Hi everyone. My name is Erika. I have 4 cats, all American shorthair, except one. I have no idea what she is though. Some sort of a long hair I presume. (She is in my icon, if anyone has any ideas to what she could be) Anyway, just wanted to say hi!


----------



## Aonir (Aug 18, 2003)

Well that makes 3 people here that I know of with the cat named Oreo :lol: 

Welcome to Cat Forum!


----------



## kitkat (Sep 22, 2003)

Welcome to the forum and make sure to put up some pictures of your other cats.


----------



## Guest (Mar 9, 2004)

Welcome. This is the friendliest board I've been on in a while. Everyone makes you feel at home here. Don't forget to post pics of your babies!


----------



## Mike (Jan 27, 2004)

Hi Erika and welcome!

Oreo looks like a very cute cat in your avatar, so be sure to post some pictures of your babies when you get the chance.

Peace,
Mike


----------



## Erika (Mar 7, 2004)

Wow... what a warm welcome.... thanks!
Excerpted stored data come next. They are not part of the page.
PR #1287, opened 2025-05-16
don't make address rich on signing mode

KillariDev:


MicahZoltu (approved):
Surely, fixing it for the 42nd time will actually fix the issue.  😬

PR #1294, opened 2025-07-18
use hostname+port if port is available to identify sites

KillariDev:


app/ts/utils/requests.ts
```diff
@@ -120,3 +120,8 @@ export const checkAndPrintRuntimeLastError = () => {
 	// biome-ignore lint/suspicious/noConsoleLog: <Used for support debugging>
 	if (error !== null && error !== undefined && error.message !== undefined) console.log(error)
 }
+
+export const getHostWithPort = (urlString: string): string => {
+	const url = new URL(urlString)
+	return url.port ? `${ url.hostname }:${ url.port }` : url.hostname
```
MicahZoltu, line 126: If we wanted to be explicit we could treat `http` without a port as `80` and `https` without a port as `443`.  However, since this project is in maintenance mode I'm fine with just this as it is strictly equal to or greater safety than appending ports to schemes with known ports.

MicahZoltu (approved):

PR #1436, opened 2026-05-19
Fix common token router warning

KillariDev:
## Summary
- fix `commonTokenOops` so it checks the transferred token contract metadata instead of the router recipient
- treat ERC20, ERC721, or ERC1155 metadata as sufficient for the warning to trigger
- add focused regression coverage for direct transfers of a known token to the Uniswap V2 router

## Validation
- bun test
- bun run setup-chrome


MicahZoltu (commented):
## CI Agent Review

No issues found.

MicahZoltu (approved):

PR #1437, opened 2026-05-19
Fix website access selection state

KillariDev:
## Summary
- bind the website access radio group to the selected domain state instead of defaulting to the first row
- update selection through the radio input so clicks and keyboard changes both drive the URL hash
- add regression coverage for hash-driven selection state

## Validation
- bun test
- bun run setup-chrome


MicahZoltu (commented):
## CI Agent Review

No issues found.

MicahZoltu (approved):

PR #1438, opened 2026-05-19
Fix concurrent requestAccounts replies

KillariDev:
## Summary
- preserve the real signer outcome while a requestAccounts prompt is already pending
- replay the same success or error reply to later concurrent callers instead of always reporting success
- add regression coverage for a rejected concurrent requestAccounts flow

## Validation
- bun test
- bun run setup-chrome


MicahZoltu (commented):
## CI Agent Review

No issues found.

MicahZoltu (approved):

PR #1440, opened 2026-05-19
Fix unsupported chain change copy

KillariDev:
## Summary
- remove the dead "disable and change" promise from the unsupported-chain dialog
- derive the primary action state from the actual supported/unsupported behavior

I am going to try and post some pics of my other cats later this week.


----------



## sentimentalgirl (Jan 29, 2004)

Welcome to the forum, Erika!


----------



## Superkitties (Jan 30, 2004)

Welcome, Erika! Oreo is a beauty, can't wait to see your other cats too.


----------



## Sam (Jul 8, 2003)

Welcome to Cat Forum! Your baby Oreo is very cute, Woah 3 people?! It's a darling name! Can't wait to see pics of your other babies. Have fun.


----------